# Surf Report Tues am



## royboy42 (Apr 28, 2007)

Left The Woodlands at 4:30am, in the water at 6:30. Fished beachfront about 5 miles west of Galveston near Pirates Beach. Water was fairly flat as I started off throwing tops. Had bait everywhere and a nervous mullet scattered here and there, just knew my spook was about to get blown up. NADA, threw tops another 30-40min and not a single blowup. Switched over to jigs and picked up 2 decent trout in 2 hours. The gaftop however were in thick, and readily thumpin my baits regardless of color. Water was sandy in close but cleaned up in the 3rd gut. If I'd had more time I prob would have moved closer to pass, but needed to be in Houston at 10:30, so had to head back. Wish the trout bite would have been better, I wouldn't be surprised if some guys do well on them this afternoon or tmrw, water was looking better as morning progressed. Didn't tear them up, but still enjoyed my first wet/surf wade of the year....like Arnold says, "I'll be back!"


----------



## royboy42 (Apr 28, 2007)

Have been impressed with my Texas Boys Billystix rod and the H20 reel combo, those Texas Waderstix rods are pretty sweet and there's not a better reel for the money than the $50 H20's Academy sells....excellent trout fishing setup.


----------



## royboy42 (Apr 28, 2007)

Forgot to mention this in my report...this morning while wading I had big schools of mullet passing by off and on for most of the morning.

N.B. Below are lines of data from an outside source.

PR #1970, opened 2016-06-20
Ignore large text blocks in PNG if LOAD_TRUNCATED_IMAGES is enabled

homm:
Sometimes large text block is just large text block while the image is still valid. We can safely ignore this blocks and still read the image. Because we are losing some information, I do this only when the `LOAD_TRUNCATED_IMAGES` flag is enabled.

### DIFF
--- a/PIL/PngImagePlugin.py
+++ b/PIL/PngImagePlugin.py
@@ -311,6 +311,11 @@ class PngStream(ChunkStream):
                               comp_method)
         try:
             icc_profile = _safe_zlib_decompress(s[i+2:])
+        except ValueError:
+            if ImageFile.LOAD_TRUNCATED_IMAGES:
+                icc_profile = None
+            else:
+                raise
         except zlib.error:
             icc_profile = None  # FIXME
         self.im_info["icc_profile"] = icc_profile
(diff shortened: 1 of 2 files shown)


wiredfool:
I'm not clear that it's appropriate to overload the LOAD_TRUNCATED_IMAGES flag with ignoring the protection against large text blocks. In this patch, we'd be purposefully ignoring data, rather than trying to scavenge more even though we're getting errors.

homm:
> with ignoring the protection against large text blocks

This patch doesn't ignore the protection. It ignores text blocks. It's absolutely different. As before, `LOAD_TRUNCATED_IMAGES` means "load the image despite of decoding errors". This doesn't introduce any new memory issues, because compressed block is already in the memory and decompressed has not allocated.

We don't have audible API for loading control. The `LOAD_TRUNCATED_IMAGES` global variable is currently the only way to affect the decoding somehow. In my application users upload valid PNG images with large icc profiles or text blocks which are not gzip bomb. I want to process this images as usual, but I don't want to increase `MAX_TEXT_CHUNK`. Actually I prefer to decrease it, because I don't need this chunks at all and still be able to process user images. But even when users are upload valid images with gzip bombs, why we shouldn't be able to process valid images just ignoring the bomb?

wiredfool:
Ok, fair enough.

Issue #630, opened 2014-04-18
Bug: "IOError: cannot identify image file" with some JPG images


cepreu2github:
This 3 images always produce error "IOError: cannot identify image file", when you try PIL.Image.open() on them.
There not good images. djpeg says "Corrupt JPEG data: 1 extraneous bytes before marker 0xdb", when processing them.
But many other libraries and applications handle this images without any errors (java.awt.image.BufferedImage, GIMP, Chrome, GPicView, Firefox etc...). I suppose, that Pillow must process them successfully also.

![2490631_original](https://cloud.githubusercontent.com/assets/4133611/2738437/b55a518c-c68e-11e3-9b67-0c6bc3cc2256.jpg)
![2490632_original](https://cloud.githubusercontent.com/assets/4133611/2738438/b55f126c-c68e-11e3-883e-4e4d1782a84d.jpg)
![2490633_original](https://cloud.githubusercontent.com/assets/4133611/2738439/b5604150-c68e-11e3-845b-774c4de800d9.jpg)

PR #1977, opened 2016-06-22
Skip extra 0xff00 in jpeg

kkopachev:
Some jpeg images might contain 0xFF00 bytes. Currently code just raises an error in this case. Example image is attached to PR and used in test.
imagemagick are able to read and show this file just right, with warning:

> identify Tests/images/jpeg_ff00_header.jpg 
Tests/images/jpeg_ff00_header.jpg JPEG 300x225 300x225+0+0 8-bit sRGB 86.5KB 0.000u 0:00.009
identify: Corrupt JPEG data: 4 extraneous bytes before marker 0xdb `Tests/images/jpeg_ff00_header.jpg' @ warning/jpeg.c/JPEGWarningHandler/352.

I looked up some other decoders and they just skip 0xff00:
https://golang.org/src/image/jpeg/reader.go L562
http://geezer.osdevbrasil.net/software/dumpjpeg.c (search for 0xFF00)
https://github.com/eugeneware/jpeg-js/blob/master/lib/decoder.js#L604

Related issue: https://github.com/python-pillow/Pillow/issues/630

I can not share original image with which this issue occurred, so I modified flower2.jpg from Pillow's test suite.


cerber717:
👍

kkopachev:
Test failures seems to be not related to the changes.

willtheorangeguy:
Sounds good. I have been having a problem too.

kkopachev:
Would be great if this could be included in next release

homm:
What is the license of the test image?

kkopachev:
I took [image from existing tests ](https://github.com/python-pillow/Pillow/blob/master/Tests/images/flower2.jpg) and added 4 bytes. Not sure of a license of original. I assume new image will have same license.

PR #1986, opened 2016-06-25
Fix issue converting P mode to LA

### LINKED ISSUE #1979: Converting palette mode to grayscale+alpha deforms image
### What did you do?
Convert a png/gif image in "P" (palette) mode to "LA" (grayscale + alpha).
```python
from PIL import Image

image = Image.open('palette_image.png')
print('original mode: %s' % image.mode)

# converting straight to grayscale+alpha leads to deformed image
image = image.convert('LA')
image.save('out.la.png')
```

palette_image
palette_image.png

I would like to get something like this:
out rgba la
out.rgba.la.png

### What actually happened?
I got this:
out la
out.la.png

python==2.7.11
Pillow==3.2.0
bug also occurs with pillow master

### Workaround
Convert to RGBA before converting to LA.
```python
from PIL import Image

image = Image.open('palette_image.png')
print('original mode: %s' % image.mode)

# converting to RGBA first as a workaround
image = image.convert('RGBA')
image = image.convert('LA')
image.save('out.rgba.la.png')
```

didrix:
Fixes #1979.

* Convert P to LA without deforming image

### DIFF
--- a/Tests/test_image_convert.py
+++ b/Tests/test_image_convert.py
@@ -123,6 +123,26 @@ class TestImageConvert(PillowTestCase):
         self.assertNotIn('transparency', p.info)
         p.save(f)
 
+    # ref https://github.com/python-pillow/Pillow/issues/1979
+
+    def test_p_la(self):
+        def L(rgb):
+            return int((rgb[0] * 299 + rgb[1] * 587 + rgb[2] * 114) / 1000)
+
+        def convert_to_gray(im, pixel):
+            if im.mode == 'P':
+                color_id = im.getpixel(pixel)
+                color = im.getpalette()[color_id * 3:(color_id+1)*3]
+                return L(color)
+            elif im.mode == 'LA':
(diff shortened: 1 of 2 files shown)


wiredfool:
Could you add a test for this, either using the image from the issue or one of selection of hopper images we have in the Tests/images directory.

didrix:
@wiredfool test added.

Tests/test_image_convert.py
```diff
@@ -123,6 +123,26 @@ def test_trns_RGB(self):
         self.assertNotIn('transparency', p.info)
         p.save(f)
 
+    # ref https://github.com/python-pillow/Pillow/issues/1979
+
+    def test_p_la(self):
+        def L(rgb):
+            return int((rgb[0] * 299 + rgb[1] * 587 + rgb[2] * 114) / 1000)
```
homm: You just need to check for alpha channel, right? No need to check conversion to L itsef.

Issue #1859, opened 2016-04-23
Manylinux wheel recipe


matthew-brett:
I've been working on making a recipe for building [manylinux](https://www.python.org/dev/peps/pep-0513/) wheels for Pillow.

As y'all may have seen, Manylinux is a specification and a matching docker image that allows us to build binary wheels for Linux that we expect to run on almost any Linux system (see the spec above).

As of pip version 8.1, pip will install wheels with the `manylinux1` tag.  There are manylinux wheels for numpy, scipy and cython already uploaded to pypi.

I made a recipe for building manylinux wheels for Pillow - here : https://github.com/matthew-brett/manylinux-builds/blob/master/build_pillows.sh

Does that recipe look right?  It passes all tests on a simple test run I did for Python 2.7 and Pillow 3.2.

I just uploaded the built wheels to a testing server at https://nipy.bic.berkeley.edu/manylinux

Y'all can test with:

```
# Get latest pip
python -m pip install --upgrade pip
pip install -f https://nipy.bic.berkeley.edu/manylinux pillow
```

radarhere:
Curious, how did you arrive at that list of Pillow versions? It skips a few, and I'm just wondering why.

matthew-brett:
No very serious reason - I was just trying to replicate the versions for the wheels already built and used for travis-ci Ubuntu 12.04 installs over at http://travis-wheels.scikit-image.org/  .  It would be easy to add all the versions available on pypi.

matthew-brett:
I put up logs of running the tests on all the built wheels as installed onto a Debian sid machine.

Test script: http://nipy.bic.berkeley.edu/manylinux/tests/test_pillow.py
Logs:

http://nipy.bic.berkeley.edu/manylinux/tests/27_pillow.log
http://nipy.bic.berkeley.edu/manylinux/tests/34_pillow.log
http://nipy.bic.berkeley.edu/manylinux/tests/35_pillow.log

AbdealiJK:
I was wondering if this is planned to be implemented soon ? Or if an ETA could be provided ?

matthew-brett:
We have a recipe up as a pull-request here : https://github.com/python-pillow/pillow-wheels/pull/36

That repo does build good 64-bit wheels, but there are some test errors for 32-bit wheels.

[...]

PR #1990, opened 2016-06-28
test_imagecms: Reduce precision of extended info

AbdealiJK:
Fixes (partially) https://github.com/python-pillow/Pillow/issues/1859 .

 * Reduce precision in some tests that seem to be failing in 32bit.

In 32bit computers(When making wheels) it was found that the
precision of the extended information in test_extended_information() was
found to be lesser than what was being tested. This commit adds a helper
function which reduces the precision using `round()` and testing the
rounded numbers rather than the original numbers.

### DIFF
--- a/Tests/test_imagecms.py
+++ b/Tests/test_imagecms.py
@@ -260,9 +260,19 @@ class TestImageCms(PillowTestCase):
         o = ImageCms.getOpenProfile(SRGB)
         p = o.profile
 
+        def assert_truncated_tuple_equal(tup1, tup2, digits=10):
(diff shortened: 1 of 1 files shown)


AbdealiJK:
I was initially using `round(val, 10)` but it seems like the behaviour of `round()` is a little different in different jobs - https://travis-ci.org/python-pillow/Pillow/builds/140821124

So, I stuck to the old fashioned `int(val * 1e10) / 1e10`.
http://stackoverflow.com/questions/783897/truncating-floats-in-python gave a lot of interesting options, but this seemed the simplest and easiest.

PR #1991, opened 2016-06-29
Ability to skip crc checks for ancillary chunks

kkopachev:
I encountered that some PNG files could not be open with Pillow since  they have crc mismatch for iTXt chunks. 
Browsers and imagemagick can open them just fine (though imagemagick shows a warning)
libpng defines a way to set it's behavior to throw an error or warning for ancillary chunks.

So I am proposing use of `LOAD_TRUNCATED_IMAGES` to skip crc checks for ancillary chunks. No need to calculate if we're going to ignore an error.

### DIFF
--- a/PIL/PngImagePlugin.py
+++ b/PIL/PngImagePlugin.py
@@ -140,7 +140,7 @@ class ChunkStream(object):
 
         # Skip CRC checks for ancillary chunks if allowed to load truncated images
         # 5th byte of first char is 1 [specs, section 5.4]
-        if ImageFile.LOAD_TRUNCATED_IMAGES and (ord(cid[0]) >> 5 & 1):
+        if ImageFile.LOAD_TRUNCATED_IMAGES and (i8(cid[0]) >> 5 & 1):
             self.crc_skip(cid, data)
             return
 
--- a/PIL/PngImagePlugin.py
+++ b/PIL/PngImagePlugin.py
@@ -138,6 +138,12 @@ class ChunkStream(object):
     def crc(self, cid, data):
         "Read and verify checksum"
 
+        # Skip CRC checks for ancillary chunks if allowed to load truncated images
+        # 5th byte of first char is 1 [specs, section 5.4]
+        if ImageFile.LOAD_TRUNCATED_IMAGES and (ord(cid[0]) >> 5 & 1):
+            self.crc_skip(cid, data)
+            return
+
         try:
             crc1 = Image.core.crc32(data, Image.core.crc32(cid))
             crc2 = i16(self.fp.read(2)), i16(self.fp.read(2))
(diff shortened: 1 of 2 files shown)


PIL/PngImagePlugin.py
```diff
@@ -138,6 +138,12 @@ def call(self, cid, pos, length):
     def crc(self, cid, data):
         "Read and verify checksum"
 
+        # Skip CRC checks for ancillary chunks if allowed to load truncated images
+        # 5th byte of first char is 1 [specs, section 5.4]
+        if ImageFile.LOAD_TRUNCATED_IMAGES and (i8(cid[0]) >> 5 & 1):
```
homm: I'd prefer to ignore the error after it occurs. Of course, it is meaningless to do the check, if we are going to accept the result in any case. But in the future, we can add some warnings or other decoder info.

homm:
Does `libpng` and friend open images with error in data chunks?

PIL/PngImagePlugin.py
kkopachev: Hm, why bother doing this now, if in both cases code has to be changed to throw a warning?
But anyway, I can keep crc check if you'd like. Would you like to ignore checksum mismatch or incomplete checksum as well?

kkopachev:
From what I can tell, in `libpng` user of it can ask to throw errors for crc corruptions in any chunks, or just ancillary or all of them. Not sure what happens if it encounters errors in data chunks, though. My thought here was that since Pillow does not expose any methods to change decoder behavior, but only LOAD_TRUNCATED_IMAGES, using that flag would be pretty safe bet to let read files at least with ancillary chunks broken.
Not sure where my original image come from, but looks like there was an issue with `libpng` where it sometimes could produce invalid CRC for iTXt chunk.

Tests/test_file_png.py
```diff
@@ -319,6 +320,35 @@ def test_verify_struct_error(self):
...
 
+    def test_verify_ignores_crc_error(self):
+        # check ignores crc errors in ancillary chunks
+
+        chunk_data = chunk(b'tEXt', b'spam')
+        broken_crc_chunk_data = chunk_data[:-1] + b'q'  # break CRC
+
+        image_data = HEAD + broken_crc_chunk_data + TAIL
+        self.assertRaises(SyntaxError,
+                          lambda: PngImagePlugin.PngImageFile(BytesIO(image_data)))
```
homm:
```python
self.assertRaises(SyntaxError, PngImagePlugin.PngImageFile, BytesIO(image_data))
```

kkopachev: Fixed. FYI there are few more lambda usages in that file in same context.

homm:
I haven't met such images in a wild. But I'm always for decoding more with `LOAD_TRUNCATED_IMAGES`.

PR #1995, opened 2016-06-30
Move test_j2k_overflow to check_j2k_overflow

wiredfool:
It is a DOS on 32bit machines


homm:
Oh, thank you! Could you also look at `LargeMemoryNumpyTest` and `LargeMemoryTest`?

wiredfool:
I don't think those two tests run by default. They're not showing up in the travis runs anyway.

wiredfool:
(note that I've cancelled the tests, because we're backed up and these don't run anyway)

PR #2007, opened 2016-07-01
Correct ValueError

### LINKED ISSUE #2006: ValueError when getting tiff tags
### What did you do?

I tried to extract metadata from a .tif file

get the metadata
### What actually happened?

ValueError: too many values to unpack (expected 1)

pillow 3.3.0
python 3.5

Please include code that reproduces the issue and whenever possible, an image that demonstrates the issue. The best reproductions are self-contained scripts with minimal dependencies.

```
from PIL import Image
img = Image.open("myfil.tif")
dict(img.tag)
```

impact27:
Fixes #2006.

When `info.length` is 1 and `len(values) > 1`, the code used to throw: 

```
ValueError: too many values to unpack (expected 1)
```

For example: tag `IMAGEJ_META_DATA_BYTE_COUNTS` (50838) can sometimes have two values (I have .tif files with metadata split between UTF8 and UTF16 => one byte count for each)

### DIFF
--- a/PIL/TiffImagePlugin.py
+++ b/PIL/TiffImagePlugin.py
@@ -550,7 +550,7 @@ class ImageFileDirectory_v2(collections.MutableMapping):
 
         dest = self._tags_v1 if legacy_api else self._tags_v2
 
-        if info.length == 1:
+        if info.length > 0 and len(values) == 1:
             if legacy_api and self.tagtype[tag] in [5, 10]:
                 values = values,
             dest[tag], = values


impact27:
Maybe it would be better to leave info.length == 1 instead of info.length > 0?

wiredfool:
Good idea, but I think it's the wrong approach. I think the implied test case is useful/necessary, but we need to treat the case of getting a different type from the file than the spec differently than this patch.

PR #2008, opened 2016-07-02
Resampling lookups, trailing empty coefficients, precision

homm:
### Performance

* The saturated lookup table is used for truncating channels values to `UINT8` before output instead of two if operators.
* Coefficients with zero weights are truncated from coefficients table.

Both changes affect mostly the cases with short coefficients rows length and when the channels truncating contributes significantly compared to convolution itself. I.e. changes affect upscaling and reasonable downscaling.

Source    | Operation           | Filter  | Before | After | Speedup
----------|---------------------|---------|--------|-------|--------
2560×1600 | Resize to 1920x1200 | Bilinear|  55.87 | 73.01 | 30%
          |                     | Bicubic |  43.64 | 52.96 | 21%
          |                     | Lanczos |  34.51 | 40.34 | 17%
          | Resize to 7712x4352 | Bilinear|   6.71 |  8.89 | 32%
          |                     | Bicubic |   5.51 |  6.95 | 26%
          |                     | Lanczos |   4.62 |  5.51 | 19%

### Precision

Negative coefficients used to round up. This affected only very large coefficient rows, i.e. significant downscaling.

First error in the test:
Fixed point without fix: **42 542**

At one point I was about to cast and heard some commotion to my left, at exact moment I turned I saw and felt about a 3-4ft blacktip go past me and swam off. He actually bumped into my left hip. Talk about scaring the **** outta ya! I've had small sharks try and mess with trout on my stringer before, but never had one hit me, def reminded me to always be alert when wading the surf. Gotta be careful out there!


----------